Adversaries Strike Hard: Adversarial Attacks Against Malware Classifiers Using Dynamic API Calls as Features

Malware designers have become increasingly sophisticated over time, crafting polymorphic and metamorphic malware employing obfuscation tricks such as packing and encryption to evade signature-based malware detection systems. Therefore, security professionals use machine learning-based systems to toughen their defenses – based on malware’s dynamic behavioral features. However, these systems are susceptible to adversarial inputs. Some malware designers exploit this vulnerability to bypass detection. In this work, we develop two approaches to evade machine learning-based classifiers.
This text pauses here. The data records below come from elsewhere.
PR #450, opened 2021-02-24
fix(docker): reduce image size

tymokvo:
# What
- Reduce image size

# Why
- To enable faster pulls

# Notes
@mostaphaRoudsari I see that this is built in `deploy.sh` but I'm not sure where in the CI process this gets called so I'm not positive that `curl` is available. As long as it is, it should be fine.

The changes here reduce uncompressed image size `1.02GB` -> `0.33GB`.

### DIFF
--- a/Dockerfile
+++ b/Dockerfile
@@ -5,7 +5,9 @@ LABEL maintainer="Ladybug Tools" email="info@ladybug.tools"
 ARG radiance_version
 
 ENV WORKDIR='/home/ladybugbot'
-ENV RAYPATH='${WORKDIR}/lib'
+ENV RUNDIR="${WORKDIR}/run"
+ENV LIBRARYDIR="${WORKDIR}/honeybee-radiance"
+ENV RAYPATH="${WORKDIR}/lib"
 ENV PATH="${WORKDIR}/.local/bin:${RAYPATH}:${PATH}"
 
 RUN apt-get update \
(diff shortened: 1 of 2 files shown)


mostaphaRoudsari (approved):
Hi @tymokvo, looks good and it should work.

> I'm not sure where in the CI process this gets called so I'm not positive that curl is available. As long as it is, it should be fine.

It's called as part of the semantic release (https://github.com/ladybug-tools/honeybee-radiance/blob/d3a69de4325ce3ce9e823efba083bc36dd69a3bd/.github/workflows/ci.yaml#L70). semantic release uses the `.releaserc.json` which is where the plugins are set. The last one `@semantic-release/exec` executes the commands when there is a new release which is where deploy.sh is called: (https://github.com/ladybug-tools/honeybee-radiance/blob/d3a69de4325ce3ce9e823efba083bc36dd69a3bd/.releaserc.json#L9). [Here](https://github.com/semantic-release/exec#semantic-releaseexec) is a documentation for `exec` plugin and [here is a list of other plugins](https://semantic-release.gitbook.io/semantic-release/extending/plugins-list) just in case.

mostaphaRoudsari:
Hi @tymokvo, I'm going to merge this one on your behalf to both see if it works as expected and to get you an updated Pollination recipe to test by the time that you start your day. 😎

mostaphaRoudsari:
Ah! I didn't notice that the commit messages are not formatted and you meant to squash and merge these. I send another PR with post-processing functionalities that should trigger a new release.

I suggest to use [commitizen](https://github.com/commitizen/cz-cli) for your commits so you won't forget about formatting them. We should probably also enforce it by adding the configs to the repositories itself.

tymokvo:
Yep! Sorry, should have said something. I have commitizen configured but I find it really slows me down so I usually just squash the feature branch commits into one formatted one for the PR.

PR #458, opened 2021-02-26
fix(docker): add radiance binaries to PATH

tymokvo:
Add the ol' binaries to the ol' path.

### DIFF
--- a/Dockerfile
+++ b/Dockerfile
@@ -5,9 +5,9 @@ LABEL maintainer="Ladybug Tools" email="info@ladybug.tools"
 ENV WORKDIR='/home/ladybugbot'
 ENV RUNDIR="${WORKDIR}/run"
 ENV LIBRARYDIR="${WORKDIR}/honeybee-radiance"
-ENV RAYPATH="${WORKDIR}/lib"
+ENV RAYPATH=".:${WORKDIR}/lib"
 ENV BINPATH="${WORKDIR}/bin"
-ENV PATH="${WORKDIR}/.local/bin:${BINPATH}:${RAYPATH}:${PATH}"
+ENV PATH="${WORKDIR}/.local/bin:${BINPATH}:${PATH}"
 
 RUN apt-get update \
     && apt-get -y install --no-install-recommends git \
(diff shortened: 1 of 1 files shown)


Dockerfile
```diff
@@ -6,7 +6,8 @@ ENV WORKDIR='/home/ladybugbot'
 ENV RUNDIR="${WORKDIR}/run"
 ENV LIBRARYDIR="${WORKDIR}/honeybee-radiance"
 ENV RAYPATH="${WORKDIR}/lib"
```
mostaphaRoudsari, line 8:
```suggestion
ENV RAYPATH=".:${WORKDIR}/lib"
```

Dockerfile
```diff
@@ -19,8 +20,8 @@ USER ladybugbot
 WORKDIR ${WORKDIR}
 
 # Expects a decompressed radiance folder in the build context
-COPY radiance/usr/local/radiance/bin ${WORKDIR}/bin
-COPY radiance/usr/local/radiance/lib ${WORKDIR}/lib
+COPY radiance/usr/local/radiance/bin ${BINPATH}
+COPY radiance/usr/local/radiance/lib ${RAYPATH}
```
mostaphaRoudsari, line 24: Sorry for making it not as good looking by adding the current directory to RAYPATH.

```suggestion
COPY radiance/usr/local/radiance/lib ${WORKDIR}/lib
```

tymokvo:
:arrow_up: These make much more sense together. Thank you @mostaphaRoudsari !

Dockerfile
```diff
@@ -19,8 +20,8 @@ USER ladybugbot
...
 
 # Install honeybee-radiance
 COPY honeybee_radiance ${LIBRARYDIR}/honeybee_radiance
```
mostaphaRoudsari, line 27: @tymokvo, one more comment here! Does this compile the entrypoints for running honeybee-radiance commands from the command line? Don't we need to use pip install to create the executable files under Scripts folder?

I'm lazy to build the docker and test it myself but what happens when you run `honeybee-radiance --help` from the command line? If it gives you the right output then ignore my comment here.

mostaphaRoudsari (commented):
Sorry! Added one more comment.

Dockerfile
tymokvo: Yep, the cli help prints out. I believe `pip` handles that installation on line 38.

Dockerfile
tymokvo: It's ok :crying_cat_face:

tymokvo:
I thought from your description that `RAYPATH` needed to be removed from `PATH` so I added a new commit instead of accepting the suggestions. Even though they seem perfectly good to me!

Dockerfile
mostaphaRoudsari: You are right. Didn't see the existing lines on my phone. :|

mostaphaRoudsari (approved):
Looks great!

First, we create a Generative Adversarial Networks (GAN) based method, which we call ‘Malware Evasion using GAN’ (MEGAN) and the extended version ‘Malware Evasion using GAN with Reduced Perturbation (MEGAN-RP).’ Second, we develop a novel reinforcement learning-based approach called ‘Malware Evasion using Reinforcement Agent (MERA).’ We generate adversarial malware that simultaneously minimizes the recall of a target classifier and the amount of perturbation needed in the actual malware to evade detection. We evaluate our work against 13 different BlackBox detection models – all of which use dynamic presence-absence of API calls as features. We observe that our approaches reduce the recall of almost all BlackBox models to zero. Further, MERA outperforms all the other models and reduces True Positive Rate (TPR) to zero against all target models except the Decision Tree (DT) – with minimum perturbation in 6 out of 13 target models. We also present experimental results on adversarial retraining defense and its evasion for GAN based strategies.